**SUPPLIED INFORMATION**
PR #377, opened 2022-06-14
changeable namespace

RoiGlinik:


aantn:
Re-assigning to @arikalon1!
I unfortunately don't have the time right now

RoiGlinik:
its not a high priority. also i forgot a testing file there i will remote it

helm/robusta/kubewatch.yaml
```diff
@@ -1,4 +1,3 @@
-namespace: ""
```
arikalon1, line 1: Why did you remove it?
What was the purpose of that?

helm/robusta/templates/auth-config.yaml
```diff
@@ -3,6 +3,7 @@ apiVersion: v1
 kind: Secret
 metadata:
   name: robusta-auth-config-secret
+  namespace: {{ .Release.Namespace }}
```
arikalon1, line 6: Does .Release.Namespace always has a value?
It's either the current namespace, or the one you pass to the helm command?

helm/robusta/kubewatch.yaml
RoiGlinik: i moved it to the kubewatch-configmap.yaml file so i can use the release value, the content of the file was used for the config map.

helm/robusta/templates/auth-config.yaml
RoiGlinik: from my test its set to default when i dont use  something.

PR #378, opened 2022-06-15
Install default playbooks at build time in the dockerfile

aantn:
This also updates the typer dependency to fix https://github.com/tiangolo/typer/issues/377


arikalon1 (approved):
LGTM

PR #384, opened 2022-06-18
Add poetry-core as dependency

SamAlex0808:
* Add poetry-core as dependency to enable support default build-system


SamAlex0808:
@aantn FYI

aantn:
@SamAlex0808 regarding the lock file, I'll fix it. It's likely because we're using a newer beta version of Poetry.

No need to do anything, updating it now.

PR #122, opened 2017-11-21
Support for eZ kernel 7.0

emodric:
Just an unlock in `composer.json` for now, but obviously will need some more work :)


andrerom:
Any idea what else will be needed? Asking as it might not need a new major version unless it involves breaks.

emodric:
At the very least, support for the new HTTP cache bundle. I think that it's a breaking change, but not sure.

bundle/DependencyInjection/Compiler/HttpCachePass.php
```diff
@@ -31,6 +31,7 @@ public function process(ContainerBuilder $container)
                     new Reference('ezplatform.http_cache.purge_client'),
                     new Reference('ezpublish.api.service.inner_content'),
                     new Reference('ezpublish.http_cache.event_dispatcher'),
+                    new Reference('ezpublish.api.repository'),
```
andrerom: this is also relevant for upcoming 6.7.7, 6.12.1 and 6.13.0.
Can code be done in different way to avoid having to set all arguments?

andrerom: https://github.com/ezsystems/ezpublish-kernel/commit/e778d2bd6ee2ba850f420f1fb729b832d8b6c342#diff-756d49898b2a4da2e9d185f1de4f4248

emodric: I'll try to find a way. This is just a playground for now :)

emodric: I don't see a way to fix this any other way :/

The problem is that by this point any reference to old `ezpublish.http_cache.purger.instant` is removed from the container and we simply do not know the list of arguments.

bundle/Cache/PersistenceCachePurger.php
```diff
@@ -69,7 +69,7 @@ public function all()
             return;
         }
 
-        $this->cache->clear();
+        //$this->cache->clear();
```
emodric: @andrerom I'm going to need some help with this one, or rather, with any commented out call to cache client here...

andrerom: Indeed.

well first we need to decide if we are going to have a branch only supporting 7.0 or have two adapters here being injected depending on version.

emodric: I'm all for keeping it simple. 2.0 legacy bridge supporting only kernel 7.0.

If needed, this adapter could be backported than to 1.x.

andrerom: Ok, I'll push commit for this one.

emodric: Don't forget other commented out calls, those are all I didn't know what to do with :)

andrerom:
@emodric pushed, not tested yet here, but on theoretical side one relevant todo left there in regards to clearing type cache on group changes. The user one is most likely not needed given how it is used.

emodric:
@andrerom Thanks a lot! It looks okay with only a reading of the code. We can always iterate later if something is missing :)

emodric:
@andrerom In this state it is okay with me to merge. WDYT? I was thinking of removing `*.class` parameters too, and marking services as private, but I can do it in separate PR.

emodric:
So far so good, no issues.

PR #123, opened 2017-11-23
Add missing argument to ezpublish.http_cache.purger.instant

emodric:
For support for 6.7.7, 6.12.1 and 6.13.0

Still there is no way to properly solve this since at this point any reference to old `ezpublish.http_cache.purger.instant` is removed from the container and we simply do not know the list of arguments.


emodric:
@andrerom Ready for merge and tag?

andrerom:
https://github.com/ezsystems/LegacyBridge/releases/tag/v1.4.1

emodric:
:+1:

PR #125, opened 2017-12-11
legacy:assets_install should remove empty IO root before check empty var folder

blankse:
See comments here: https://github.com/ezsystems/LegacyBridge/pull/112


blankse:
@andrerom Here a solution which works for me. But if someone set a custom var dir (e. g. `var/site` like in the default ezplatform.yml) I think this don't work.

Perhaps we can check empty folders with scandir?
`array_diff(scandir($directory), array('..', '.'))`

So empty sub directories make no problems.

What do you think?

PR #126, opened 2017-12-16
Apply Symfony best practices

emodric:
* Remove class parameters
* use `kernel.project_dir` instead of `kernel.root_dir`
* Use Twig namespaces for templates
* Marked all services as private/public

### DIFF
--- a/bundle/Controller/LegacySetupController.php
+++ b/bundle/Controller/LegacySetupController.php
@@ -8,20 +8,20 @@
  */
 namespace eZ\Bundle\EzPublishLegacyBundle\Controller;
 
+use eZ\Bundle\EzPublishLegacyBundle\SetupWizard\ConfigurationConverter;
+use eZ\Bundle\EzPublishLegacyBundle\SetupWizard\ConfigurationDumper;
 use eZ\Publish\Core\MVC\Legacy\Kernel\Loader;
-use Symfony\Component\DependencyInjection\ContainerAwareInterface;
-use Symfony\Component\DependencyInjection\ContainerAwareTrait;
+use Symfony\Component\HttpFoundation\RequestStack;
 use Symfony\Component\HttpFoundation\Response;
 use eZ\Publish\Core\MVC\Symfony\ConfigDumperInterface;
 use eZ\Bundle\EzPublishLegacyBundle\DependencyInjection\Configuration\LegacyConfigResolver;
 use eZ\Bundle\EzPublishLegacyBundle\Cache\PersistenceCachePurger;
 use eZINI;
 use eZCache;
+use Symfony\Component\HttpKernel\KernelInterface;
 
-class LegacySetupController implements ContainerAwareInterface
+class LegacySetupController
 {
-    use ContainerAwareTrait;
-
     /**
      * The legacy kernel instance (eZ Publish 4).
      *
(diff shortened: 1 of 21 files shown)


andrerom:
ping @lolautruche

bundle/Controller/LegacySetupController.php
```diff
@@ -42,31 +42,58 @@ class LegacySetupController implements ContainerAwareInterface
...
 
     /**
      * @param \Closure $kernelClosure
      * @param \eZ\Bundle\EzPublishLegacyBundle\DependencyInjection\Configuration\LegacyConfigResolver $legacyConfigResolver
      * @param \eZ\Bundle\EzPublishLegacyBundle\Cache\PersistenceCachePurger $persistenceCachePurger
      * @param \eZ\Publish\Core\MVC\Legacy\Kernel\Loader $kernelFactory
+     * @param \eZ\Bundle\EzPublishLegacyBundle\SetupWizard\ConfigurationDumper $configDumper
+     * @param \eZ\Bundle\EzPublishLegacyBundle\SetupWizard\ConfigurationConverter $configConverter
+     * @param \Symfony\Component\HttpFoundation\RequestStack $requestStack
+     * @param \Symfony\Component\HttpKernel\KernelInterface
```
crevillo: Missed var name in this line?

lolautruche: I think the whole PHPDoc could be removed

bundle/Resources/config/default_settings.yml
```diff
@@ -5,7 +5,7 @@ parameters:
     ezpublish_legacy.default.module_default_layout: ~
 
     # Pagelayout to use while rendering a content view in legacy
-    ezpublish_legacy.default.view_default_layout: EzPublishLegacyBundle::legacy_view_default_pagelayout.html.twig
+    ezpublish_legacy.default.view_default_layout: "@@EzPublishLegacy/legacy_view_default_pagelayout.html.twig"
```
lolautruche: Why a double `@` here?

bundle/Controller/LegacySetupController.php
emodric: Yep, thanks. Will fix it tomorrow, when I'm at my laptop :)

bundle/Resources/config/default_settings.yml
emodric: Without it, Symfony crashes with unknown service error or something similar. I can't find the doc about it ATM, but I have it working like this on some of our other projects, after I've read it in the docs 🙊

emodric:
@lolautruche I'll write up some 2.0 upgrade docs, thanks 👍

bundle/Resources/config/default_settings.yml
emodric: Ha, found it! 

http://symfony.com/doc/current/service_container/parameters.html

> If you use a string that starts with @ or has % anywhere in it, you need to escape it by adding another `@` or `%`

```
# config/services.yaml
parameters:
    # This will be parsed as string '@securepass'
    mailer_password: '@@securepass'

    # Parsed as http://symfony.com/?foo=%s&amp;bar=%d
    url_pattern: 'http://symfony.com/?foo=%%s&amp;bar=%%d'
```

emodric:
Note to self: Need to rebase on master to get  the tests running once https://github.com/ezsystems/LegacyBridge/pull/122 is merged.

andrerom:
> Note to self: Need to rebase on master to get the tests running once #122 is merged.

merged

mvc/Kernel/Loader.php
```diff
@@ -263,7 +264,7 @@ public function setCLIHandler(ezpKernelHandler $kernelHandler)
     public function buildLegacyKernelHandlerTreeMenu()
     {
         return $this->buildLegacyKernelHandlerWeb(
-            $this->container->getParameter('ezpublish_legacy.kernel_handler.treemenu.class'),
+            ezpKernelWeb::class,
```
blankse: Shouldn't it be ezpKernelTreeMenu?

emodric: Eeeek, you're right!!

Fixed, thanks!

emodric:
@andrerom @crevillo @blankse @lolautruche Ready for final review and merge :)

Will writeup upgrade docs in a separate PR.

emodric:
Thanks everyone!

bundle/Resources/config/templating.yml
```diff
@@ -26,53 +17,64 @@ services:
...
+        class: eZ\Publish\Core\MVC\Legacy\Templating\GlobalHelper
         parent: ezpublish.templating.global_helper.core
+        public: false
         calls:
             - [setLegacyHelper, ["@ezpublish_legacy.templating.legacy_helper"]]
 
     # Overriding core helper
     ezpublish.templating.global_helper:
         alias: ezpublish.templating.global_helper.legacy
+        public: false
```
wizhippo: Is EzPublishCoreBundle\Controller deprecated?   The breaks it's 'getGlobalHelper' as it needs the service to be public or an exception is thrown and it is private now.

andrerom: My guess: helper should be adapted to inject the service instead of relying on contianer.

wizhippo: I don't believe when aliasing a service we should change its viability either which is causing me the issue I see.

emodric:
I'm fine with it being public, no problem :)

bundle/Resources/config/templating.yml
emodric: I'm fine with it being public, no problem :)

lolautruche: Another approach would be to use the [service locator feature](https://symfony.com/blog/new-in-symfony-3-3-service-locators) in `EzPublishCoreBundle\Controller` (Symfony 3.3+)

lolautruche: See implementation in Symfony `AbstractController`: https://github.com/symfony/symfony/blob/master/src/Symfony/Bundle/FrameworkBundle/Controller/AbstractController.php

xserna: Hi guys, I've found this issue after upgrading from an old 5.4 to the new 2.5.6, solved by overriding service definition on my own services.yml file.

andrerom: Someone willing to do PR to drop this, I agree we should not change this from kernel.

xserna: PR: https://github.com/ezsystems/LegacyBridge/pull/175

PR #127, opened 2017-12-18
Remove deprecated features

emodric:
* Removes Twig tag rendering legacy templates
* Removes configuring if HTTP 404 exception conversion will happen or not
* Replaces `DefinitionDecorator` with `ChildDefinition` as per deprecation notice


andrerom:
Which of these breaks will affect people upgrading from 5.4?

emodric:
Legacy Twig template rendering tag was deprecated in 5.1, so I hope that one would be safe. But it should be pretty straightforward to fix with a search and replace.

Not doing 404 exception conversion was always a bug in my eyes, rather than a feature. Having to implement error pages in legacy sucked big time IMO. But I guess it is a break if someone still has error pages in legacy.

**WORK TASK**
Please give the number of lines in the entries that contain the word "also", and nothing besides it.

**EXERCISE RESULT**
3